(INFORMATION SHOWN):
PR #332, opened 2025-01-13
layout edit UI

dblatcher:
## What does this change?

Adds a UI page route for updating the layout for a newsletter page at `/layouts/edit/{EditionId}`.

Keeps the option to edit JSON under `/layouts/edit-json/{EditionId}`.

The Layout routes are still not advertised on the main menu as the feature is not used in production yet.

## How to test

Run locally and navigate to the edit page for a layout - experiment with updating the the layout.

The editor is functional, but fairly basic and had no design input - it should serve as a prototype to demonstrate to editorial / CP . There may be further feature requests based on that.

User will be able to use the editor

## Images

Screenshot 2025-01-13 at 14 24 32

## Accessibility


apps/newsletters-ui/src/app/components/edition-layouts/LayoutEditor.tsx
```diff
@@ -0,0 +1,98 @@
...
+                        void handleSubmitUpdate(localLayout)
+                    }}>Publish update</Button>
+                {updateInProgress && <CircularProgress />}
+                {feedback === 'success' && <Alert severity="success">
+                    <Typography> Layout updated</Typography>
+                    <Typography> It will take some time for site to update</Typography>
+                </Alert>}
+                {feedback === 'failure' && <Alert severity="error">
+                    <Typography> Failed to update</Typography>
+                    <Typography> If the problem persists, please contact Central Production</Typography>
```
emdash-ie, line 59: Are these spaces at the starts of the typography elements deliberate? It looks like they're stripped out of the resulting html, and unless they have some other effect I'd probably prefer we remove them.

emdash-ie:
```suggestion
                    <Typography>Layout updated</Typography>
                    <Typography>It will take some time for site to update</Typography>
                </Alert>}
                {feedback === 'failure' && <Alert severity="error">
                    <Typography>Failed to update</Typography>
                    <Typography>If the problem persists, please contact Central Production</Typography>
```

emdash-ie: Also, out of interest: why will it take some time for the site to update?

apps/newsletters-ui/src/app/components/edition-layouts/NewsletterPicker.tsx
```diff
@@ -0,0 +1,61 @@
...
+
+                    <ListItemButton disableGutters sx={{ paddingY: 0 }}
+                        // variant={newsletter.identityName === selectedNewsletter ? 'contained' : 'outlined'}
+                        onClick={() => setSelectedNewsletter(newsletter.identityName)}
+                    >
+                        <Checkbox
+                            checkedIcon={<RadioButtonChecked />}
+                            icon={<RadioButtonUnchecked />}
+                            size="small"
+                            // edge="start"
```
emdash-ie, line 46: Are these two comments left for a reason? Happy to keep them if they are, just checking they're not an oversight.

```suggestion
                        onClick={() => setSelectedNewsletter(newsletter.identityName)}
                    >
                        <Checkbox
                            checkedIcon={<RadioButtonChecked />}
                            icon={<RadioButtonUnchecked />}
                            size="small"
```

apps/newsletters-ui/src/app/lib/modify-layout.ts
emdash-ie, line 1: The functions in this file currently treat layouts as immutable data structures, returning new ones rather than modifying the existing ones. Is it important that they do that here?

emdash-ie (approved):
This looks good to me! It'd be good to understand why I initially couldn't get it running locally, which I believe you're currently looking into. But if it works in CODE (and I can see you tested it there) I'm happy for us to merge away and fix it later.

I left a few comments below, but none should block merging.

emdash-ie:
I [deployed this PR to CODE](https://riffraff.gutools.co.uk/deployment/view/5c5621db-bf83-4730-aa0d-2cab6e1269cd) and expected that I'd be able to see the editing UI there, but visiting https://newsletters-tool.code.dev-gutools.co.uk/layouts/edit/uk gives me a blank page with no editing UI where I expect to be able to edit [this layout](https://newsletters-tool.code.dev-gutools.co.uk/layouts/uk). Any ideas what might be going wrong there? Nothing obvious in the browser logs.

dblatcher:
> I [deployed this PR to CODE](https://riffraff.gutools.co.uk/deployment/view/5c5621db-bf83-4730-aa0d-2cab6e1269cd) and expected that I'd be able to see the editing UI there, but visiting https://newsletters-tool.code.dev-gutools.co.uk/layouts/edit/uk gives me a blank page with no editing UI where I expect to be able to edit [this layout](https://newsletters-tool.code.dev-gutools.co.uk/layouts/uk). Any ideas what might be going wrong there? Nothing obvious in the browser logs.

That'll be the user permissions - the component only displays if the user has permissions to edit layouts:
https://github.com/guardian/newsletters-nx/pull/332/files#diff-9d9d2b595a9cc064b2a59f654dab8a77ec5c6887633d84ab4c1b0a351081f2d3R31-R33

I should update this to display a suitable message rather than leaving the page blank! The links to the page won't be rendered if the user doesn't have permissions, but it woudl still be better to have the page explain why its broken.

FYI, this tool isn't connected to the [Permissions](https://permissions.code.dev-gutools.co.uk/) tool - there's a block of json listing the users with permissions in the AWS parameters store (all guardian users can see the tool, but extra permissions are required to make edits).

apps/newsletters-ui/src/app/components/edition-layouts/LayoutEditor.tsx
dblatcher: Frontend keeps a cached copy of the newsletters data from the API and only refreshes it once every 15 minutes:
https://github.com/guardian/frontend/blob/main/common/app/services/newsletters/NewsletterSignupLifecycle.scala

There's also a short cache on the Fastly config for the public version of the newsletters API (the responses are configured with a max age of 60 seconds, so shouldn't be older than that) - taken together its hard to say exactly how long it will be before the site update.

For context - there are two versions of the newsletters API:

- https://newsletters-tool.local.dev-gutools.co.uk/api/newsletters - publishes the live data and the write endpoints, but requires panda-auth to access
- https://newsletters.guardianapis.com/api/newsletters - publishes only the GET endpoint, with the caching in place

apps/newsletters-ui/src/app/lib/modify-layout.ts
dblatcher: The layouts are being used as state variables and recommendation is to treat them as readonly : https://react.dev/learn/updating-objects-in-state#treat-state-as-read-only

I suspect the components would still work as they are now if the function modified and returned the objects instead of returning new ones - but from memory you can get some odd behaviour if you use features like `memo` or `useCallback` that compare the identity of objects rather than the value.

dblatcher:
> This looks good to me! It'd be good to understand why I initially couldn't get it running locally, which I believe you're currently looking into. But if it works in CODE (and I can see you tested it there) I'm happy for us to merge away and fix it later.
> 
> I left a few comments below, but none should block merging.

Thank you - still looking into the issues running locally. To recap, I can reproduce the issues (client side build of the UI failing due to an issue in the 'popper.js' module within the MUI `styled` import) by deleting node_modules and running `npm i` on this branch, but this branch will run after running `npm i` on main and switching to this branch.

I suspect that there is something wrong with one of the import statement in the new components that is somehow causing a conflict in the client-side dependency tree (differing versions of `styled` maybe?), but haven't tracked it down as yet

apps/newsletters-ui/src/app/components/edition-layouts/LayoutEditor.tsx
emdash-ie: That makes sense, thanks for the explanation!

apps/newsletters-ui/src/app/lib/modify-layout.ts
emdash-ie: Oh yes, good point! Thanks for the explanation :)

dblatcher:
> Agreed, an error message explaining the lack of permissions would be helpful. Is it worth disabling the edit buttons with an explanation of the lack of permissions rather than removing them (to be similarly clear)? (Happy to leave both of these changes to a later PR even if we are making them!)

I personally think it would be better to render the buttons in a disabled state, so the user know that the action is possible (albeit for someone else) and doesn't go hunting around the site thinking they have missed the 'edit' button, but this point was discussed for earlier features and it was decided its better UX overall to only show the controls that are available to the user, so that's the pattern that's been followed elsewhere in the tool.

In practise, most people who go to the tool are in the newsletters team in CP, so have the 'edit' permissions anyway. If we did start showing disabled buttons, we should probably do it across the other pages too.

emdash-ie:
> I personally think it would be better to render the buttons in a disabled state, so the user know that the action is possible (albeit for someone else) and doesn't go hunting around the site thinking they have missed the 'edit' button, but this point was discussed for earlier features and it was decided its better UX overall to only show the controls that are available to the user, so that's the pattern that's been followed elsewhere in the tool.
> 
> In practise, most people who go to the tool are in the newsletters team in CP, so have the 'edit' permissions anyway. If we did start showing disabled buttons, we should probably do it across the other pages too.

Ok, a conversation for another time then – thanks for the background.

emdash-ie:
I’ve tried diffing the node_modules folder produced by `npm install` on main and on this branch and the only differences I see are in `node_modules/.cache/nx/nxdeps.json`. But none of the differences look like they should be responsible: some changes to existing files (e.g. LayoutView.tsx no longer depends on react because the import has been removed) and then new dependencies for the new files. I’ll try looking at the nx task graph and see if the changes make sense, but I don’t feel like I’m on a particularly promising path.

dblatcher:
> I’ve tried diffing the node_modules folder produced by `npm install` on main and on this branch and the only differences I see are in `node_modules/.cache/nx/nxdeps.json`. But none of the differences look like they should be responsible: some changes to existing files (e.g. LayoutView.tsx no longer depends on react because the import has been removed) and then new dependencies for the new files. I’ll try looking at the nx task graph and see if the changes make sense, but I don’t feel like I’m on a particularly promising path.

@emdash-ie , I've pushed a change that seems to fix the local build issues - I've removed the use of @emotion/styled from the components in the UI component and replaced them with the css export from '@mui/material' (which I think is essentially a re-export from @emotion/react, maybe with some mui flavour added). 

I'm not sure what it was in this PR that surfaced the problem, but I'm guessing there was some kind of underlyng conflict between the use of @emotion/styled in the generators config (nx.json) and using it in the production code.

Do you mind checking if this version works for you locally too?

(WORK INSTRUCTIONS): State how many lines of the records above contain the word "build", and give only that number.

(ANSWER): 2